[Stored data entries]
§ §

PR #1533, opened 2026-02-13
feat: backport discoverOAuthServerInfo() and discovery caching to v1.x

felixweinberger:
Backport of #1527 to v1.x.

## Changes

- Added `discoverOAuthServerInfo()` function that combines RFC 9728 protected resource metadata discovery with authorization server metadata discovery into a single call
- Added `OAuthServerInfo` and `OAuthDiscoveryState` interfaces for structured discovery results
- Added `saveDiscoveryState()` and `discoveryState()` optional methods to `OAuthClientProvider` for caching discovery results across sessions
- Added `'discovery'` scope to `invalidateCredentials()` for clearing cached discovery state
- The `auth()` orchestrator now uses cached discovery state when available, reducing redundant HTTP requests on subsequent calls
- Added TODOs for `authorizationServerMetadataUrl` and `resourceMetadataUrl` capture gaps

## Testing

All 130 existing + new auth tests pass.

### DIFF
--- a/src/client/auth.ts
+++ b/src/client/auth.ts
@@ -150,7 +150,7 @@ export interface OAuthClientProvider {
      * credentials, in the case where the server has indicated that they are no longer valid.
      * This avoids requiring the user to intervene manually.
      */
-    invalidateCredentials?(scope: 'all' | 'client' | 'tokens' | 'verifier'): void | Promise<void>;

§ §

*What is expected:*
Copy every record above exactly as it appears.

*Exercise solution:*
PR #1533, opened 2026-02-13
feat: backport discoverOAuthServerInfo() and discovery caching to v1.x

felixweinberger:
Backport of #1527 to v1.x.

## Changes

- Added `discoverOAuthServerInfo()` function that combines RFC 9728 protected resource metadata discovery with authorization server metadata discovery into a single call
- Added `OAuthServerInfo` and `OAuthDiscoveryState` interfaces for structured discovery results
- Added `saveDiscoveryState()` and `discoveryState()` optional methods to `OAuthClientProvider` for caching discovery results across sessions
- Added `'discovery'` scope to `invalidateCredentials()` for clearing cached discovery state
- The `auth()` orchestrator now uses cached discovery state when available, reducing redundant HTTP requests on subsequent calls
- Added TODOs for `authorizationServerMetadataUrl` and `resourceMetadataUrl` capture gaps

## Testing

All 130 existing + new auth tests pass.

### DIFF
--- a/src/client/auth.ts
+++ b/src/client/auth.ts
@@ -150,7 +150,7 @@ export interface OAuthClientProvider {
      * credentials, in the case where the server has indicated that they are no longer valid.
      * This avoids requiring the user to intervene manually.
      */
-    invalidateCredentials?(scope: 'all' | 'client' | 'tokens' | 'verifier'): void | Promise<void>;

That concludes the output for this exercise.